* [Work item]: Show each line of the records in which the word "route" occurs.

* [Stored data]:
PR #20173, opened 2024-08-03
Shift around Oshan security a bit

JORJ949:
## About the PR 
Move the HoS announcement computer into the HoS office 
Move the rechargers and phone off the main sec table to make space for disks and pinpointers
Replace spread out "desk" officer spawns with assistants, officers spawn around main table
Push sec area one tile into armory to expand walkable area
Expand sec table for more space
image

## Why's this needed? 
Im paranoid every time I announce something as HoS on oshan that someone will grab my ID
There is no space for pinpointers and disks unless I want to go grab a decon tool and start destroying stuff
the main walkway from the front to back of sec was cramped at the entrance only being a 1 tile corner, now its bigger

### DIFF
--- a/maps/oshan.dmm
+++ b/maps/oshan.dmm
@@ -37614,9 +37614,7 @@
 /obj/disposalpipe/trunk/south{
 	pixel_z = 1
 	},
-/obj/machinery/disposal/small{
-	dir = 8
-	},
+/obj/machinery/disposal,
 /turf/simulated/floor,
 /area/station/security/main)
 "ksg" = (
--- a/maps/oshan.dmm
+++ b/maps/oshan.dmm
@@ -1024,12 +1024,6 @@
 	dir = 1;
 	icon_state = "pipe-c"
 	},
-/obj/machinery/camera{
-	c_tag = "autotag";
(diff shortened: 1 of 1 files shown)


TobleroneSwordfish:
Looks good, one tiny nitpick: I'd rather keep the disposal chute as a full one because that makes it more obvious as an escape route (which is a good thing, I think?)

JORJ949:
> Looks good, one tiny nitpick: I'd rather keep the disposal chute as a full one because that makes it more obvious as an escape route (which is a good thing, I think?)

Yeah good point, I just put it on the wall because the room already feels cramped (also its a pretty rubbish escape considering disposals is right there)

TobleroneSwordfish (approved):

MyNameIsRomayne (changes requested):
image
Is this there in the final changes? Looks like you forgot to rotate/edit this lamp by the entrance to main security, it's floating.

MyNameIsRomayne (approved):
Disregard, I apparently didn't know lights auto choose dirs now. This looks cool!

MyNameIsRomayne:
image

* [Exercise answer]:
Looks good, one tiny nitpick: I'd rather keep the disposal chute as a full one because that makes it more obvious as an escape route (which is a good thing, I think?)
> Looks good, one tiny nitpick: I'd rather keep the disposal chute as a full one because that makes it more obvious as an escape route (which is a good thing, I think?)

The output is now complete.